A\({}_{\rm{4}}^{\rm{7}}{\rm{Be}}\) atom (mass\({\rm{ = 7}}{\rm{.0169 amu}}\)) decays into a\({}_{\rm{3}}^{\rm{7}}{\rm{Li}}\) atom (mass\({\rm{ = 7}}{\rm{.0160 amu}}\)) by electron capture. How much energy (in millions of electron volts, \({\rm{MeV}}\)) is produced by this reaction?

Radioactive decay is known as the process of an unstable atomic nucleus losing energy through radiation. The term "radioactive" refers to a substance that contains unstable nuclei. Alpha decay (\({\rm{\alpha - }}\)decay), beta decay (\({\rm{\beta - }}\)decay), and gamma decay (\({\rm{\gamma - }}\)decay) are three of the most prevalent types of decay, all of which entail the emission of one or more particles.

The reaction is

\(_{\rm{4}}^{\rm{7}}{\rm{Be + }}_{{\rm{ - 1}}}^{\rm{0}}{\rm{e}} \to _{\rm{3}}^{\rm{7}}{\rm{Li}}\)

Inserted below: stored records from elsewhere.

PR #94, opened 2020-09-24
Recognize orientation changes and provide new dimensions

donni106:
Used https://docs.expo.io/versions/latest/sdk/screen-orientation to implement a listener for orientation changes. Please see commits for further information.

Updated the `ImageCarousel` component to respond to orientation changes.

iPhone Landscape | iPad Landscape
------------ | -------------
Simulator Screen Shot - iPhone 8 Plus - 2020-09-24 at 15 14 24 | Simulator Screen Shot - iPad Pro (9 7-inch) - 2020-09-24 at 15 14 32

### DIFF
--- a/src/OrientationProvider.js
+++ b/src/OrientationProvider.js
@@ -9,7 +9,7 @@ const defaultDimensions = {
 };
 
 // default orientation should be portrait up, because we defined that in the expo configs. but we
-// want to be sure with checking the devive dimension.
+// want to be sure with checking the device dimension.
 const defaultOrientation =
   defaultDimensions.width < defaultDimensions.height ? 'portrait' : 'landscape';
 
--- a/src/OrientationProvider.js
+++ b/src/OrientationProvider.js
@@ -2,7 +2,7 @@ import PropTypes from 'prop-types';
 import React, { createContext, useEffect, useState } from 'react';
 import { Dimensions } from 'react-native';
 
-// TODO: import orientation package
+import * as ScreenOrientation from 'expo-screen-orientation';
 
 const defaultDimensions = {
   height: Dimensions.get('window').height,
@@ -17,10 +17,17 @@ export const OrientationProvider = ({ children }) => {
   const [dimensions, setDimensions] = useState(defaultDimensions);
 
   useEffect(() => {
-    // TODO: on orientation change set new dimensions
+    ScreenOrientation.addOrientationChangeListener(() => {
+      // https://docs.expo.io/versions/latest/sdk/screen-orientation/#screenorientationaddorientationchangelistenerlistener
+      setDimensions({
+        height: Dimensions.get('window').height,
+        width: Dimensions.get('window').width
+      });
+    });
 
     // returned function will be called on component unmount
-    // TODO: return () => unsubscribe();
+    // https://docs.expo.io/versions/latest/sdk/screen-orientation/#screenorientationremoveorientationchangelisteners
+    return () => ScreenOrientation.removeOrientationChangeListeners();
   }, []);
 
   return (
--- a/src/OrientationProvider.js
+++ b/src/OrientationProvider.js
@@ -1,0 +1,35 @@
+import PropTypes from 'prop-types';
+import React, { createContext, useEffect, useState } from 'react';
+import { Dimensions } from 'react-native';
+
+// TODO: import orientation package
+
+const defaultDimensions = {
+  height: Dimensions.get('window').height,
+  width: Dimensions.get('window').width
+};
+
+export const OrientationContext = createContext({
+  dimensions: defaultDimensions
+});
+
+export const OrientationProvider = ({ children }) => {
+  const [dimensions, setDimensions] = useState(defaultDimensions);
+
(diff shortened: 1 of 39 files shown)


marcometz (approved):
cool! Die Anpassungen, die dafür notwendig waren, sehen gar nicht so komplex aus :-)

src/OrientationProvider.js
```diff
@@ -1,28 +1,50 @@
...
+    ScreenOrientation.addOrientationChangeListener(({ orientationInfo }) => {
+      // we need to wait a short period of time before reading and setting the orientation and
+      // dimensions, because some devices may take longer then other to update the orientation.
+      setTimeout(() => {
+        // https://docs.expo.io/versions/latest/sdk/screen-orientation/#screenorientationaddorientationchangelistenerlistener
+        setOrientation(getOrientation(orientationInfo.orientation));
+        setDimensions({
+          height: Dimensions.get('window').height,
+          width: Dimensions.get('window').width
+        });
```
SoleCincis, line 46: we set the state for Orientation and Dimension, using addOrientationChangeListener method (from expo-screen-orientation) we set new Orientation using the previously declared getOrientation function then we set new Dimensions again using  Dimensions.get from RN .

src/OrientationProvider.js
```diff
@@ -31,7 +53,7 @@ export const OrientationProvider = ({ children }) => {
   }, []);
 
   return (
-    <OrientationContext.Provider value={{ dimensions }}>
+    <OrientationContext.Provider value={{ orientation, dimensions }}>
       {children}
     </OrientationContext.Provider>
```
SoleCincis, line 58: OrientationContext.Provider is passing its logic and orientation and dimensions props to all {children} component across the app , all children inside  <MainAppWithApolloProvider />

src/helpers/imageHelper.js
```diff
@@ -1,14 +1,13 @@
...
-export const imageHeight = (horizontal = false) => {
+export const imageHeight = (width) => {
   // image aspect ratio is 360x180, so for accurate ratio in our view we need to calculate
-  // a factor with our current device with for the image, to set a correct height
-  const factor = imageWidth(horizontal) / 360;
+  // a factor with our current device width for the image, to set a correct height
+  const factor = width / 360;
 
   return 180 * factor;
 };
```
SoleCincis, line 13: I can't formulate a sentence to describe what's happening here

src/components/ImagesCarousel.js
```diff
@@ -24,23 +24,30 @@ const TouchableImage = ({ navigation, item }) => {
...
+  const { orientation, dimensions } = useContext(OrientationContext);
 
   const renderItem = ({ item }) => {
     const { routeName, params } = item.picture;
 
+    // special image width for carousel, to be not full width on landscape
+    const width = orientation === 'landscape' ? dimensions.height : dimensions.width;
+    const imageStyle = {
+      height: imageHeight(width),
+      width
```
SoleCincis, line 48: imageHeight from imageHelper , what is it happening here ? from comment image will not be full width on landscape , how is this happening ?

src/OrientationProvider.js
```diff
@@ -1,28 +1,50 @@
...
 
   useEffect(() => {
-    ScreenOrientation.addOrientationChangeListener(() => {
-      // https://docs.expo.io/versions/latest/sdk/screen-orientation/#screenorientationaddorientationchangelistenerlistener
-      setDimensions({
-        height: Dimensions.get('window').height,
-        width: Dimensions.get('window').width
-      });
+    ScreenOrientation.addOrientationChangeListener(({ orientationInfo }) => {
+      // we need to wait a short period of time before reading and setting the orientation and
```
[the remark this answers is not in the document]
donni106: it's from the package and passed from the listener https://docs.expo.io/versions/latest/sdk/screen-orientation/#screenorientationaddorientationchangelistenerlistener
which is a `OrientationChangeEvent` https://docs.expo.io/versions/latest/sdk/screen-orientation/#screenorientationorientationchangeevent
which gives us to attriutes. one is `orientationInfo`

> orientationLock (OrientationLock): The current OrientationLock of the device.
> orientationInfo (ScreenOrientationInfo): The current ScreenOrientationInfo of the device.

src/helpers/imageHelper.js
donni106: a number is returned, which is calculated based on width.

if width is 360, than `factor` is 360 / 360 = 1. then the return is 180 * 1 = 180.
this means, if the width is 360, the height will be 180.
we calculate this to ensure that images always be in 2:1 ratio.

src/components/ImagesCarousel.js
donni106: imageStyle is set with the values passed.

height will be the height based on the width calculated in the helper, which i described in a comment before.
width will be the width depending on the orientation, which ensures, that the image has the width of the device in portrait and the height of the device in landscape. width in portrait equals height in landscape. so at eh end, images are always same sized on portrait and landscape, right?!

The energy can be obtained using the formula:

\(\begin{array}{c}{\rm{E = m}} \cdot {{\rm{c}}^{\rm{2}}}\\{\rm{m = m( reactants ) - m( products )}}\\{\rm{m = (7}}{\rm{.0169 amu + 0}}{\rm{.0005 amu) - 7}}{\rm{.0160 amu}}\\{\rm{m = 1}}{\rm{.4}} \cdot {\rm{1}}{{\rm{0}}^{{\rm{ - 3}}}}{\rm{amu}}\end{array}\)

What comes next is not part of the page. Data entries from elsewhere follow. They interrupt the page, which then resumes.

PR #97, opened 2020-09-25
Accessibility hints and labels recognized by VoiceOver (iOS) and TalkBack (Android)

SoleCincis:
- tested with voiceOver and compared to other App to test labels and hints level of understanding
- most of interactive elements of the app are accessible from VoiceOver now, using two different properties:
  - accessibilityLabel : gives a title to the element
  - accessibilityHint : gives a functionality to the element
- property accessibility it's not working like aspected for non interactive elements
  - see TODOS
- buttons are not accessible elements, intentionally , because every button title , it's always explanatory of its functionality and voiceOver can access it
- Images are not jet accessible, it would be good to implement a logic that has access to a short image description
- CardList Item not jet accessible would be good to implement a logic that can distinguish Orte from Touren
  - maybe for textList Item as well since there is no difference at the moment between News and Veranstaltungen items in index and preview 
- Dropdown and Carousel are not accessible elements jet

SVA-94

- VoiceOver (iOS) and TalkBack (Android) can read :
  - in TextLIstItem the specific title of that item + with a proper pause makes clear what kind of element , in this case a button
  - in CardListItem the specific category and the specific title of that item +  pause and what kind of element
  - in CategoryListItem the specific title of that item plus using 'count' logic , how many articles are available in this category + pause and what kind of element
  - in InfoCar and OperatingCompanyInfo every element , it says the title/name, the actual content, what kind of element and what kind of action "the element can do"
  - in Button the specific title + pause and what kind of element
  - in HomeScreen the specific heading + description + pause and what kind of element
  - in VersionNumber what kind of version have the App currently
  - in Link description + pause and what kind of element ( it seams that this component is not used )
  - Image, ServiceScreen and AboutScreen are not accessible I couldn't understand why

SVA-94

- semicolon to help voiceover and talkback readability
  - after 'Einträge' and 'App version'
- update accessible is the same as accessible={true}
- removed unnecessary brackets around contact."" in InfoCard and OperatingCompanyInfo
- added missing fax label in InfoCard
- accessibilityHint in HomeScreen , not necessary at the moment

SVA-94

### DIFF
--- a/src/components/CardListItem.js
+++ b/src/components/CardListItem.js
@@ -12,6 +12,7 @@ import { Touchable } from './Touchable';
 export const CardListItem = memo(({ navigation, horizontal, item, orientation, dimensions }) => {
   const { routeName, params, image, category, name } = item;
 
+  // TODO: accessibility logic needs to be implemented
   return (
     <Touchable
       onPress={() =>
--- a/src/components/CardListItem.js
+++ b/src/components/CardListItem.js
@@ -12,9 +12,10 @@ import { Touchable } from './Touchable';
 export const CardListItem = memo(({ navigation, horizontal, item, orientation, dimensions }) => {
   const { routeName, params, image, category, name } = item;
 
-  // TODO: accessibility logic needs to be implemented
+  // TODO: count articles logic could to be implemented
   return (
     <Touchable
+      accessibilityLabel={`(${category}) ${name} (Taste)`}
       onPress={() =>
         navigation.navigate({
           routeName,
--- a/src/components/CategoryListItem.js
+++ b/src/components/CategoryListItem.js
@@ -50,7 +50,7 @@ export class CategoryListItem extends React.PureComponent {
         }
         delayPressIn={0}
         Component={Touchable}
-        accessibilityLabel={`${title} (Anzahl verfügbarer Einträge ${count}) (Taste)`}
+        accessibilityLabel={`${title} (Anzahl verfügbarer Einträge: ${count}) (Taste)`}
       />
     );
   }
--- a/src/components/CategoryListItem.js
+++ b/src/components/CategoryListItem.js
@@ -32,8 +32,8 @@ export class CategoryListItem extends React.PureComponent {
           bottomDivider !== undefined
             ? bottomDivider
             : item.toursCount > 0
-            ? index < section.data.length - 1 // do not show a bottomDivider after last tours entry
-            : true
+              ? index < section.data.length - 1 // do not show a bottomDivider after last entry
+              : true
         }
         topDivider={topDivider !== undefined ? topDivider : false}
         containerStyle={{
--- a/src/components/CategoryListItem.js
+++ b/src/components/CategoryListItem.js
@@ -32,8 +32,8 @@ export class CategoryListItem extends React.PureComponent {
           bottomDivider !== undefined
             ? bottomDivider
             : item.toursCount > 0
-              ? index < section.data.length - 1 // do not show a bottomDivider after last tours entry
-              : true
+            ? index < section.data.length - 1 // do not show a bottomDivider after last tours entry
+            : true
         }
         topDivider={topDivider !== undefined ? topDivider : false}
         containerStyle={{
@@ -50,6 +50,7 @@ export class CategoryListItem extends React.PureComponent {
         }
         delayPressIn={0}
         Component={Touchable}
+        accessibilityLabel={`${title} (Anzahl verfügbarer Einträge ${count}) (Taste)`}
       />
     );
   }
--- a/src/components/Image.js
+++ b/src/components/Image.js
@@ -34,24 +34,18 @@ export const Image = ({ source, style, PlaceholderContent }) => {
   }, []);
 
   if (!globalSettings.showImageRights || !source.copyright) {
-    // TODO: how to make an image accessible? is the accessibilityLabel working? maybe put it at the surrounding View?
     return (
       <RNEImage
         source={uri ? (source.uri ? { uri } : uri) : null}
         style={style}
         PlaceholderContent={PlaceholderContent}
         placeholderStyle={{ backgroundColor: colors.transparent }}
-        // TODO: is accessible needed?
-        accessible
-        // TODO: needs correct label. we want to ue a captionText here, which needs to come as a prop from outside
-        //       only apply that caption text to accessibilityLabel if there is one
-        // the captionText can be available per source.captionText
-        accessibilityLabel={`${PlaceholderContent}`}
+        accessible={!!source.captionText}
+        accessibilityLabel={source.captionText}
       />
     );
   }
 
-  // TODO: how to make an image accessible? is the accessibilityLabel working? maybe put it at the surrounding View?
   return (
     <View>
       <RNEImage
@@ -59,12 +53,8 @@ export const Image = ({ source, style, PlaceholderContent }) => {
         style={style}
         PlaceholderContent={PlaceholderContent}
         placeholderStyle={{ backgroundColor: colors.transparent }}
-        // TODO: is accessible needed?
-        accessible
-        // TODO: needs correct label. we want to ue a captionText here, which needs to come as a prop from outside
-        //       only apply that caption text to accessibilityLabel if there is one
-        // the captionText can be available per source.captionText
-        accessibilityLabel={`${PlaceholderContent}`}
+        accessible={!!source.captionText}
+        accessibilityLabel={source.captionText}
       />
       <ImageRights imageRights={source.copyright} />
     </View>
--- a/src/components/Image.js
+++ b/src/components/Image.js
@@ -34,18 +34,24 @@ export const Image = ({ source, style, PlaceholderContent }) => {
   }, []);
 
   if (!globalSettings.showImageRights || !source.copyright) {
+    // TODO: how to make an image accessible? is the accessibilityLabel working? maybe put it at the surrounding View?
     return (
       <RNEImage
         source={uri ? (source.uri ? { uri } : uri) : null}
         style={style}
         PlaceholderContent={PlaceholderContent}
         placeholderStyle={{ backgroundColor: colors.transparent }}
+        // TODO: is accessible needed?
         accessible
+        // TODO: needs correct label. we want to ue a captionText here, which needs to come as a prop from outside
+        //       only apply that caption text to accessibilityLabel if there is one
+        // the captionText can be available per source.captionText
         accessibilityLabel={`${PlaceholderContent}`}
       />
     );
   }
-  // TODO Image is not accessible here, why ?
+
+  // TODO: how to make an image accessible? is the accessibilityLabel working? maybe put it at the surrounding View?
   return (
     <View>
       <RNEImage
@@ -53,7 +59,11 @@ export const Image = ({ source, style, PlaceholderContent }) => {
         style={style}
         PlaceholderContent={PlaceholderContent}
         placeholderStyle={{ backgroundColor: colors.transparent }}
+        // TODO: is accessible needed?
         accessible
+        // TODO: needs correct label. we want to ue a captionText here, which needs to come as a prop from outside
+        //       only apply that caption text to accessibilityLabel if there is one
+        // the captionText can be available per source.captionText
         accessibilityLabel={`${PlaceholderContent}`}
       />
       <ImageRights imageRights={source.copyright} />
--- a/src/components/Image.js
+++ b/src/components/Image.js
@@ -40,7 +40,7 @@ export const Image = ({ source, style, PlaceholderContent }) => {
         style={style}
         PlaceholderContent={PlaceholderContent}
         placeholderStyle={{ backgroundColor: colors.transparent }}
-        accessible={true}
+        accessible
         accessibilityLabel={`${PlaceholderContent}`}
       />
     );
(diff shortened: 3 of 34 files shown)


SoleCincis:
have to fix the issues

donni106:
you have create the PR to master and not to the base branch, where you started from. that was the reason for more commits than yours in this PR. i changed that on saturday. DeepCode's analysis has not started again after that, so their warnings are still for the code from the other commits I think. I haven't find a way to re-start DeepCode analysis. Maybe you find one. If not, i will see, when making the review, hopefully tomorrow.

src/components/CardListItem.js
```diff
@@ -14,6 +14,7 @@ export class CardListItem extends React.PureComponent {
     const { navigation, horizontal, item } = this.props;
     const { routeName, params, image, category, name } = item;
 
+    // TODO accessibility logic needs to be implemented
```
donni106, line 17: currently it is read strange with "in progress {category} {title}" without pause.
maybe we need a accessible "({category})  {title} (Taste)", right? to have nice pause while reading between category, title and taste

src/components/screens/InfoCard.js
```diff
@@ -31,7 +31,11 @@ const contactView = (contact) => (
     {!!contact.phone && (
       <InfoBox>
         <Icon xml={phoneIcon(colors.primary)} style={styles.margin} />
-        <TouchableOpacity onPress={() => openLink(`tel:${contact.phone}`)}>
+        <TouchableOpacity
+          accessibilityLabel="Telefonnummer"
```
donni106, line 35: better the phone number itself with (Taste)
and than a hint saying that the call will open. something like "Wechselt zur Telefon-App"

src/components/screens/InfoCard.js
```diff
@@ -40,7 +44,11 @@ const contactView = (contact) => (
     {!!contact.email && (
       <InfoBox>
         <Icon xml={mail(colors.primary)} style={styles.margin} />
-        <TouchableOpacity onPress={() => openLink(`mailto:${contact.email}`)}>
+        <TouchableOpacity
+          onPress={() => openLink(`mailto:${contact.email}`)}
+          accessibilityLabel="E-mail-Adresse"
+          accessibilityHint="Navigieren zur E-mail-App"
```
donni106, line 50: lets go with "Wechselt zu E-Mail-App" here, "navigieren" indicates moving inside of the app.

src/components/screens/InfoCard.js
```diff
@@ -40,7 +44,11 @@ const contactView = (contact) => (
     {!!contact.email && (
       <InfoBox>
         <Icon xml={mail(colors.primary)} style={styles.margin} />
-        <TouchableOpacity onPress={() => openLink(`mailto:${contact.email}`)}>
+        <TouchableOpacity
+          onPress={() => openLink(`mailto:${contact.email}`)}
+          accessibilityLabel="E-mail-Adresse"
```
donni106, line 49: should be the real address with (Taste) here,right?

src/components/screens/InfoCard.js
```diff
@@ -133,7 +145,11 @@ export const InfoCard = ({ addresses, category, contact, contacts, webUrls, open
         return (
           <InfoBox key={index}>
             <Icon xml={urlIcon(colors.primary)} style={styles.margin} />
-            <TouchableOpacity onPress={() => openLink(url, openWebScreen)}>
+            <TouchableOpacity
+              onPress={() => openLink(url, openWebScreen)}
+              accessibilityLabel="Webseite"
+              accessibilityHint="Navigieren zur Webseite"
```
donni106, line 151: "Öffnet Webseite in der aktuellen App"

src/screens/AboutScreen.js
```diff
@@ -62,15 +62,18 @@ export const AboutScreen = ({ navigation }) => {
...
 
+          // TODO accessibility not working on Title
           return (
             <ScrollView>
               {!!headlineAbout && (
-                <TitleContainer>
-                  <Title>{headlineAbout}</Title>
+                <TitleContainer accessible={true}>
+                  <Title accessibilityHint="Kopfzeile der Über die App Liste">
+                    {headlineAbout}
```
donni106, line 75: maybe for the title we add "headline (Überschrift) (Taste)"? with the addition of "Überschrift" for headlines?

src/components/CardListItem.js
```diff
@@ -14,7 +14,7 @@ export class CardListItem extends React.PureComponent {
     const { navigation, horizontal, item } = this.props;
     const { routeName, params, image, category, name } = item;
 
-    // TODO accessibility logic needs to be implemented
+    // TODO count articles logic could to be implemented
```
SoleCincis, line 17: this logic to count could also be applied in the TextList, so that the user can know the index of the element she/he clicked on

src/components/Image.js
```diff
@@ -39,17 +39,21 @@ export const Image = ({ source, style, PlaceholderContent }) => {
...
         PlaceholderContent={PlaceholderContent}
         placeholderStyle={{ backgroundColor: colors.transparent }}
+        accessible={true}
+        accessibilityLabel={`${PlaceholderContent}`}
       />
     );
   }
-
+  // TODO Image is not accessible here, why ?
   return (
```
SoleCincis, line 48: we need content for PlaceholderContent

src/screens/AboutScreen.js
SoleCincis: despite the accessibility method this element remains "invisible" to VoiceOver, this same logic worked in VersionNumber, even though VersionNumber does not have the onPress logic exactly like this title component

SoleCincis:
(!!!)

src/components/Image.js
donni106: What do you mean with PlaceholderContent?

SoleCincis:
**Card list preview**: when scrolling horizontally voice Over recognizes a page change and declares the change instead of reading the next card item, user must click a second time to hear the card.

src/components/Image.js
SoleCincis: PlaceholderContent I thought this is a sentence that describe a bit the image in case it's not visible for some reasons ... oder ?

src/components/CategoryListItem.js
```diff
@@ -50,6 +50,7 @@ export class CategoryListItem extends React.PureComponent {
         }
         delayPressIn={0}
         Component={Touchable}
+        accessibilityLabel={`${title} (Anzahl verfügbarer Einträge ${count}) (Taste)`}
```
donni106, line 53: nice additional info about the entries!
plese try to add a ":" to make voiceover and talback read the number better after the text?
`Anzahl verfügbarer Einträge: ${count}`

src/components/Image.js
donni106: i have to say, i do not know what `PlaceholderContent` is :)
but it seems to be not a correct object to pass in `accessibilityLabel`. this needs to be checked again!

src/components/VersionNumber.js
```diff
@@ -9,7 +9,12 @@ import { Wrapper } from './Wrapper.js';
 export const VersionNumber = () => {
   return (
     <Wrapper>
-      <RegularText small style={styles.version}>
+      <RegularText
+        small
+        style={styles.version}
+        accessible={true}
+        accessibilityLabel={`(App version:) ${appJson.expo.version} `}
```
donni106, line 16: i think it is enough to wrap the text in `(...)` or to add a `:` to have a short pause in reading.
there is also a whitespace at the end before closing `, please clean it up.

src/components/VersionNumber.js
```diff
@@ -9,7 +9,12 @@ import { Wrapper } from './Wrapper.js';
 export const VersionNumber = () => {
   return (
     <Wrapper>
-      <RegularText small style={styles.version}>
+      <RegularText
+        small
+        style={styles.version}
+        accessible={true}
```
donni106, line 15: **good to know**:
for passing a prop with the value `true`, it can be shortend with just `accessible`, without explicitly giving the value true.
we already do that in many places in the code.

`<RegularText accessible>` is the same as `<RegularText accessible={true}>`

src/components/screens/InfoCard.js
```diff
@@ -32,8 +32,7 @@ const contactView = (contact) => (
       <InfoBox>
         <Icon xml={phoneIcon(colors.primary)} style={styles.margin} />
         <TouchableOpacity
-          accessibilityLabel="Telefonnummer"
-          accessibilityHint="Navigieren zu anruf option"
+          accessibilityLabel={`(Telefonnummer) (${contact.phone}) (Taste) (Wechselt zur Telefon-App)`}
```
donni106, line 35: nice breaks. around `${contact.phone}` could be too much, as the text before and the text after is already in `(...)`?

src/components/screens/InfoCard.js
```diff
@@ -71,8 +69,17 @@ export const InfoCard = ({ addresses, category, contact, contacts, webUrls, open
...
-        <RegularText>{category.name}</RegularText>
+        <RNEIcon
+          accessible={true}
+          accessibilityLabel="Menü icon"
+          name="list"
+          type="material"
+          color={colors.primary}
+          iconStyle={styles.margin}
+        />
+        <RegularText accessible={true} accessibilityLabel={`(Kategorie) (${category.name}`}>
```
donni106, line 80: here you started a `(` but have not closed it `(${category.name}`.
as there is no text after it and the text before is already wrapped, the category name does not need to be wrapped in `(...)`

src/components/screens/OperatingCompanyInfo.js
```diff
@@ -104,22 +102,21 @@ export const OperatingCompanyInfo = ({ address, contact, name, webUrls, openWebS
...
-            <InfoBox accessible={true}>
+            <InfoBox>
               <RNEIcon
                 name="print"
                 type="material"
                 color={colors.primary}
                 iconStyle={{ marginRight: normalize(10) }}
               />
-              <RegularText primary accessibilityLabel="Fax-nummer">
+              <RegularText primary accessible={true} accessibilityLabel={`(Fax) (${contact.fax}`}>
```
donni106, line 119: nice that you have put `Fax` inside. otherwise it would be just a number without context

src/screens/AboutScreen.js
donni106: thanks. strange, yes. i have no idea, yet. let's have a check together next week.

src/screens/HomeScreen.js
```diff
@@ -165,7 +164,7 @@ export const HomeScreen = ({ navigation }) => {
                     }
                   })
                 }
-                accessibilityLabel="Kopfzeile der Vorschau der Touren- und Orteliste"
+                accessibilityLabel={`${headlinePointsOfInterestAndTours} (Überschrift) (Taste)`}
                 accessibilityHint="Navigiert zur Touren- und Orteliste"
```
donni106, line 168: forgot to remove the hint, or intended?

SoleCincis: forgot !

src/components/Image.js
SoleCincis: So my idea is to have an image + an image short description that is coming per server ( which our clients are providing ) with the aim of making picture accessible as well . What do you think ?

donni106: you are right, we do not have the information about the image. this needs to come aside with the image data.
let us check if we already get some image descriptions in the whole data, that we could use here.

src/screens/AboutScreen.js
SoleCincis: "The accessibility label on a component with accessible enabled is constructed by concatenating all children" 

from : https://sophieau.com/article/react-native-a11y/

donni106: works from a newer test today

src/components/CardListItem.js
donni106: good idea, we will put it on a roadmap for the future

src/components/Image.js
donni106: there is often a `captionText` for images, we can use

src/components/screens/NewsItem.js
```diff
@@ -208,13 +208,13 @@ export const NewsItem = ({ data, navigation }) => {
...
             <Touchable onPress={openWebScreen}>
-              <Title>{trimNewLines(title)}</Title>
+              <Title accessibilityLabel={`${title} (Überschrift)`}>{trimNewLines(title)}</Title>
             </Touchable>
           </TitleContainer>
         ) : (
           !!title && (
             <TitleContainer>
-              <Title>{trimNewLines(title)}</Title>
+              <Title accessibilityLabel={`${title} (Überschrift)`}>{trimNewLines(title)}</Title>
```
donni106, line 217: please add the `trimNewLines(title)` also in the `accessibilityLabel`, so we will not have problems with some new lines that can exist

src/components/screens/PointOfInterest.js
```diff
@@ -87,7 +87,7 @@ export const PointOfInterest = ({ data, navigation }) => {
         {/* {!!location && (
           <View>
             <TitleContainer>
-              <Title>{texts.pointOfInterest.location}</Title>
+              <Title accessibilityLabel={`${texts.pointOfInterest.location} (Überschrift)`}>{texts.pointOfInterest.location}</Title>
```
donni106, line 90: does the line length fit here, or better break it in three lines?

src/components/screens/TourCard.js
```diff
@@ -24,7 +24,7 @@ const addressOnPress = (address) => {
 export const TourCard = ({ addresses, lengthKm }) => (
   <View>
     <TitleContainer>
-      <Title>{texts.tour.tour}</Title>
+      <Title accessibilityLabel={`${texts.tour.tour} (Überschrift) `}>{texts.tour.tour}</Title>
```
donni106, line 27: small thing: a space too much after (Überschrift)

Converting\({\rm{amu}}\)in to\({\rm{kg}}\)–

\(\begin{array}{c}{\rm{1 amu = 1}}{\rm{.6605}} \cdot {\rm{1}}{{\rm{0}}^{{\rm{ - 27}}}}{\rm{\;kg}}\\{\rm{m = 1}}{\rm{.4}} \cdot {\rm{1}}{{\rm{0}}^{{\rm{ - 3}}}}{\rm{amu \times 1}}{\rm{.6605}} \cdot {\rm{1}}{{\rm{0}}^{{\rm{ - 27}}}}{\rm{\;kg}} \cdot {\rm{am}}{{\rm{u}}^{{\rm{ - 1}}}}\\{\rm{m = 2}}{\rm{.325}} \cdot {\rm{1}}{{\rm{0}}^{{\rm{ - 30}}}}{\rm{\;kg}}\end{array}\)

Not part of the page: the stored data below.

PR #98, opened 2020-09-28
Update icons in tab bar

SoleCincis:
- we are using tow different kind of Icons in our tabBar;
  - first two are 'svg' fils saved in the app ( home and service )
  - second two are 'Ionicons', which have a small white frame on the bottom on the icon
     - that's why they were having some margin that now I remove
- add some marginTop for all tabBar icons in order to have space between icons and top of tabBar
 - now icons in tabBar are aligned, and text looks centred
  - but still looks a bit off on iPad screen ( info on SVA-92 )
- PropTypes for name and focused were missing

 SVA-93

- on changes orientation, tab bar icons get some extra margin to the right
 - both (Icon and TabBarIcon) are wrapped in a view which as a landscapeStyle prop
   - and just on TabBarIcon component icon size increases a bit
    - here there is a bug , on landscape this two icons are cut on the right
- TabBarIcon component is not default function component anymore that's why now it's imported inside curly brackets

 SVA-93

- TODO is made so comment is gone
- focused prop in TabBarIcon it's a boolean data type not an object
- corrections on Icon are made based on Daniel's comment ( https://github.com/ikuseiGmbH/smart-village-app-app/pull/98/files/8700e6836f9a305fbfa210d62f3252d0d6019c5d#r497405526 )

 SVA-93

before : 
Simulator Screen Shot - iPhone SE (2nd generation) - 2020-09-23 at 14 05 43

now : 
IMG_0274

- Maybe we should use just one kind of icon in tabBar, to simplify stylization. 
here icons examples on debug, the see the difference  : 
svg: 
Screenshot 2020-09-28 at 17 10 34
ionicon: 
Screenshot 2020-09-28 at 17 10 20

SVA-93

### DIFF
--- a/src/components/Icon.js
+++ b/src/components/Icon.js
@@ -1,39 +1,55 @@
 import PropTypes from 'prop-types';
-import React, { useContext } from 'react';
-
-import { StyleSheet, View } from 'react-native';
+import React from 'react';
+import { View } from 'react-native';
 import { SvgXml } from 'react-native-svg';
+import { Ionicons } from '@expo/vector-icons';
 
-import { normalize } from '../config';
-import { OrientationContext } from '../OrientationProvider';
+import { colors, normalize } from '../config';
 
-export const Icon = ({ icon, width, height, style, landscapeStyle }) => {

Substituting the values and calculating:

\(\begin{array}{c}{\rm{E = m}} \cdot {{\rm{c}}^{\rm{2}}}\\{\rm{E = 2}}{\rm{.325}} \cdot {\rm{1}}{{\rm{0}}^{{\rm{ - 30}}}}{\rm{\;kg \times 2}}{\rm{.99}} \cdot {\rm{1}}{{\rm{0}}^{\rm{8}}}{\rm{\;m}}{{\rm{s}}^{{\rm{ - }}{{\rm{1}}^{\rm{2}}}}}\\{\rm{E = 2}}{\rm{.078}} \cdot {\rm{1}}{{\rm{0}}^{{\rm{ - 13}}}}{\rm{\;J}}\end{array}\)

Converting energy from\({\rm{J}}\)to\({\rm{MeV}}\):

\(\begin{array}{c}{\rm{1 MeV = 1}}{\rm{.602}} \cdot {\rm{1}}{{\rm{0}}^{{\rm{ - 13}}}}{\rm{\;J}}\\{\rm{E = 2}}{\rm{.078}} \cdot {\rm{1}}{{\rm{0}}^{{\rm{ - 1}}}}{\rm{13\;J \times }}\frac{{{\rm{1 MeV}}}}{{{\rm{1}}{\rm{.602}} \cdot {\rm{1}}{{\rm{0}}^{{\rm{ - 13}}}}{\rm{\;J}}}}\\{\rm{E = 1}}{\rm{.297 MeV}}\end{array}\)

Therefore, the value for energy is obtained as\({\rm{E = 1}}{\rm{.297 MeV}}\).